The ability to enable and disable constraints ensures that the Delphix Engine can update columns that have primary key or foreign key relationships. You can set Delphix to handle constraints automatically by enabling the Disable Constraints checkbox on a Masking job. If the built-in or extended connector is using a driver support plugin, Disable Constraints can be enabled via Enable Tasks. For a full list of supported built-in connectors and information on specific builtin driver support plugins, see Built-in Driver Supports.
Note
Delphix does not support the enable/disable constraints feature for all databases. To see which databases are supported, see the Data Source Support page.
Creating SQL Statements to Run Before and After Jobs¶
When you create a masking job or a certification job, you can specify standard, static SQL statements to run before (prescript) you run a job and/or after (postscript) the job has completed. For example, if you want to mask a column that has a foreign key constraint to another table, you could use a prescript to disable the constraint and a postscript to re-enable the constraint.
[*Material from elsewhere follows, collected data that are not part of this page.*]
PR #3284, opened 2024-04-23
Migrate AAA table in db_migrator

liuh-80:
Migrate AAA table in db_migrator

#### Why I did it
    per-command AAA need enable in warm-upgrade case

#### How I did it
    Add db_migrator code to migrate AAA table

#### How to verify it
    Pass all test case.
    Add new test case.

    N/A

    Migrate AAA table in db_migrator


scripts/db_migrator.py
```diff
@@ -1200,6 +1200,55 @@ def set_version(self, version=None):
...
         self.configDB.set_entry(self.TABLE_NAME, self.TABLE_KEY, entry)
 
+    def enable_per_command_aaa(self):
+        aaa_table = self.configDB.get_table('AAA')
+        if not aaa_table:
+            log.log_info('AAA table does not exist ignore setup per-command accounting&authorization.')
+            return
+
+        authentication_config_old = self.configDB.get_entry('AAA', 'authentication')
+        # If device enabled TACACS authentication, then enable TACACS per-command accounting and authorization
```
qiluo-msft, line 1210: >enable [](http://example.com/codeflow?start=56&length=6)

The decision should also be driven by GOLDEN_CFG_FILE. GOLDEN_CFG_FILE could express the intention to enable AAA feature or disable, and db_migrator should respect the intention. ref: migrate_telemetry()

qiluo-msft: The old image's enablement does not matter. As long as the required passkey is there, and intention is to enable, then we should enable.

qiluo-msft, line 1210: >accounting [](http://example.com/codeflow?start=82&length=10)

Is it better to use separate PRs for accounting and authorization enablement?

liuh-80: Fixed, also discussion with Gang about how to handle version, because AAA table should migrate on all version >= 202205, so add migrate to common_migration_ops.

liuh-80: Fixed, this PR only contains migrate accounting part. will submit another PR later.

ganglyu (approved):

qiluo-msft (approved):

ganglyu (approved):

liuh-80:
Per-command authorization migrate code add in this PR: https://github.com/sonic-net/sonic-utilities/pull/3296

You create prescripts and postscripts by creating a text document with the SQL statement(s) to execute. If the text file contains more than one SQL statement, each statement must be separated by a semicolon [;]. For example to remove records with date_column before December 12th, 2017 before masking a table (owner.table), one would create a prescript file containing the following and associate the prescript file to the masking job that includes the table in its ruleset:
DELETE FROM owner.table WHERE date_column < ‘20171207’;
Database-specific, SQL programming extensions (such as PL/SQL and Transact-SQL) and dynamic SQL statements are not supported in prescripts and postscripts. However, you can create procedures and functions using your database tooling of choice and call them using standard SQL statements from a prescript or postscript.